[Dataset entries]
+++

Issue #1532, opened 2018-07-02
Visual Instructions Index should not be incremented until the user passes the correct distance remaining value


vincethecoder:
We bypass a pre-existing defect addressed by updating `visualInstructionIndex` whenever `stepProgress.visualInstructionIndex == 0`. The `distanceTraveled` provided at the beginning of a step could be greater than the `currentStepProgress.distanceTraveled`, hence the hack to advance the `visualInstructionIndex`.

This ticket will address the aforementioned issue with an elegant solution to ensure this `visualInstructionIndex` can be shared with the visual instructions consumed by the `sub` components of the instructions banner. 

Resolves: https://github.com/mapbox/mapbox-navigation-ios/pull/1514

bsudekum:
Fixed in https://github.com/mapbox/mapbox-navigation-ios/pull/1514

PR #1534, opened 2018-07-03
Visual instructions index incremented only when visual instruction distance along step is completed. 

vincethecoder:
As described [here](https://github.com/mapbox/mapbox-navigation-ios/issues/1532), this PR will increment the visual instruction index only until the user passes the correct distance remaining value. 

Address https://github.com/mapbox/mapbox-navigation-ios/issues/1532


MapboxCoreNavigation/RouteController.swift
```diff
@@ -976,6 +977,15 @@ extension RouteController: CLLocationManagerDelegate {
             }
         }
     }
+    
+    func updateVisualInstructionProgress(for location: CLLocation) {
```
bsudekum: The location argument can be removed.

MapboxNavigation/InstructionsBannerView.swift
```diff
@@ -114,17 +118,14 @@ open class BaseInstructionsBannerView: UIControl {
...
         
-        for visualInstruction in visualInstructions {
-            if stepProgress.distanceRemaining <= visualInstruction.distanceAlongStep || stepProgress.visualInstructionIndex == 0 {
-                
-                set(visualInstruction)
-                
-                stepProgress.visualInstructionIndex += 1
-                break
-            }
+        if !visualInstructionUpdated {
```
bsudekum: This should probably read, `if updated, do update`. Not `if not updated, do update.`

MapboxCoreNavigation/RouteController.swift
```diff
@@ -976,6 +977,15 @@ extension RouteController: CLLocationManagerDelegate {
...
+        let currentStepProgress = routeProgress.currentLegProgress.currentStepProgress
+        guard let visualInstructions = currentStepProgress.remainingVisualInstructions else { return }
+        
+        let visualInstructionDistances = visualInstructions.map { $0.distanceAlongStep }
+        currentStepProgress.visualInstructionIndex = visualInstructionDistances.index { currentStepProgress.distanceRemaining <= $0 } ?? visualInstructions.startIndex
```
bsudekum: Pull this out into a variable do only update the visualInstructionIndex if this found variable is not equal to visualInstructionIndex.

bsudekum:
With the instruction of https://github.com/mapbox/mapbox-navigation-ios/pull/1514, the lane view and the next banner will now also have to maintain state of the current visual instruction. I'm think we may want to follow patterns we have else where in the sdk and emit a notification when it's time to update the banner. This way each view can simply listen in on these changes and simply update their view.

vincethecoder:
@bsudekum Actually, that wouldn't be the case anymore. The computed property [here](https://github.com/mapbox/mapbox-navigation-ios/pull/1534/files#diff-1a2149692b3d7c58b6a0392120d6011aR272) in the RouteController will take care of updating the visual instruction index, to be used by both the lane view and the next banner. Unless there's a unique case I missed.

vincethecoder:
@bsudekum okay done ✅ in recent commit: https://github.com/mapbox/mapbox-navigation-ios/pull/1534/commits/5bb6080381bc9c23d6615e0680455f896a8d416e

bsudekum:
@vincethecoder awesome! Can you also update the CustomViewController example to use the notification: https://github.com/mapbox/mapbox-navigation-ios/blob/69d7e6a79992b119f00f99e0398d1e40d5ab46ed/Examples/Swift/CustomViewController.swift#L82

MapboxNavigation/InstructionsBannerView.swift
```diff
@@ -114,19 +114,6 @@ open class BaseInstructionsBannerView: UIControl {
     public func update(for currentLegProgress: RouteLegProgress) {
```
bsudekum: What does this function do now? We should figure out a good path forward for developers who use this function currently.

vincethecoder:
@bsudekum Good looks! I included the notification in this commit: https://github.com/mapbox/mapbox-navigation-ios/pull/1534/commits/44b3ad36bfa78a8d1e8b4b8ffbe77ab008e1238e

MapboxNavigation/InstructionsBannerView.swift
```diff
@@ -116,24 +116,10 @@ open class BaseInstructionsBannerView: UIControl {
...
-            if stepProgress.distanceRemaining <= visualInstruction.distanceAlongStep || stepProgress.visualInstructionIndex == 0 {
-                
-                set(visualInstruction)
-                
-                stepProgress.visualInstructionIndex += 1
-                break
-            }
-        }
-        
+    public func updateDistance(for currentStepProgress: RouteStepProgress) {
```
bsudekum: I think thus function should be removed and combined with `Set(_:)`.

MapboxNavigation/InstructionsBannerView.swift
```diff
@@ -90,7 +90,7 @@ open class BaseInstructionsBannerView: UIControl {
         }
     }
     
-    func set(_ instruction: VisualInstructionBanner?) {
+    public func set(_ instruction: VisualInstructionBanner?) {
```
bsudekum: We should provide a good changelog note about how `update(for:)` has been renamed to `set(_:)` and should only be used when the banner should be updated. Previously, calling `update(for:)` could return really for you if an update was not necessary. This is not the case now and should be used sparingly to avoid perf hits.

vincethecoder: Nope, the `update(for:)` has been changed to `updateDistance(for:)`

vincethecoder: @bsudekum ☝️

bsudekum: Right, but it's the idea I'm getting at. We need to tell developers how and when they need to update their top banner.

MapboxNavigation/InstructionsBannerView.swift
vincethecoder: @bsudekum we do not want to combine this with `Set(_:)`. It is crucial that we invoke this everytime we receive a location update.

MapboxNavigation/InstructionsBannerView.swift
vincethecoder: That is going to be added in the changelog as a new API update.

bsudekum: @vincethecoder yes, this is what I'm saying, `We should provide a good changelog note...`.

bsudekum: Let's rename this too to make it more inline with `updateDistance(for:)` and make it more clear what you're updating.

CHANGELOG.md
```diff
@@ -5,6 +5,7 @@
 * Fixed an issue when selecting a step from the steps list, you could be brought to the wrong step. [#1524](https://github.com/mapbox/mapbox-navigation-ios/pull/1524/)
 * `StyleManager.locationFor(styleManager:)` now allows for an optional CLLocation to be returned. [#1523](https://github.com/mapbox/mapbox-navigation-ios/pull/1523)
 * NavigationViewController now uses the recommended way `.preferredStatusBarStyle` to set the style of the status bar. [#1535](https://github.com/mapbox/mapbox-navigation-ios/pull/1535)
+* `InstructionsBannerView.updateDistance(for:)` currently updates the instruction banner's distance information on every location update. Also, `InstructionsBannerView.set(_:)` has been optimized to only modify the displayed instruction details when the `visualInstructionIndex` for the current route step is updated by the `RouteController.updateVisualInstructionProgress()`.
```
bsudekum: Let's make this more clear to developers:

* We removed `InstructionsBannerView.update(_:)` which previously updated the banner instruction as well as the distance.
* This has been been replaced with `InstructionsBannerView.updateDistance(for:)` and also `insert_new_func_name`. `InstructionsBannerView.updateDistance(for:)` should be called on every location update, while `insert_new_func_name` should be called when `NSNotification.Name. routeControllerDidPassVisualInstructionPoint` is emitted. 
* No need to talk about visualInstructionIndex or `RouteController.updateVisualInstructionProgress()`

MapboxNavigation/InstructionsBannerView.swift
```diff
@@ -90,7 +90,7 @@ open class BaseInstructionsBannerView: UIControl {
         }
     }
     
-    func set(_ instruction: VisualInstructionBanner?) {
+    public func updateInstruction(_ instruction: VisualInstructionBanner?) {
```
bsudekum: Add documentation

MapboxNavigation/InstructionsBannerView.swift
bsudekum: Add documentation

vincethecoder: @bsudekum that already has documentation 

https://github.com/mapbox/mapbox-navigation-ios/pull/1534/files/51a55587555605310ffac51f1f3c25e258c67cba#diff-7bae0cf60f54997d0d5e86fe02b5cddbR119

MapboxNavigation/InstructionsBannerView.swift
```diff
@@ -90,7 +90,10 @@ open class BaseInstructionsBannerView: UIControl {
         }
     }
     
-    func set(_ instruction: VisualInstructionBanner?) {
+    /**
+     Updates the instructions banner info with a given `VisualInstructionBanner`.
+     */
+    public func updateInstruction(_ instruction: VisualInstructionBanner?) {
```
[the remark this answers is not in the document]
vincethecoder: @bsudekum what's the value of using a common denominator when the function only needs a specific info based on the signature?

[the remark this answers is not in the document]
vincethecoder: @bsudekum this will not be feasible for the way our current test cases have been set up. We need to create a dummy `routeProgress` for each one of them. This creates a dependency on `routeProgress`. Yes, it will make things easier for our devs for less verbose access of the currentVisualInstruction, however, it's only one level deep. Which isn't too complex (just one level deep).

https://github.com/mapbox/mapbox-navigation-ios/pull/1534/files#diff-11508d8606e1fc6044baab420712bc9cL83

+++

Return each line of the data that contains the string "function".

bsudekum: What does this function do now? We should figure out a good path forward for developers who use this function currently.
bsudekum: I think thus function should be removed and combined with `Set(_:)`.
vincethecoder: @bsudekum what's the value of using a common denominator when the function only needs a specific info based on the signature?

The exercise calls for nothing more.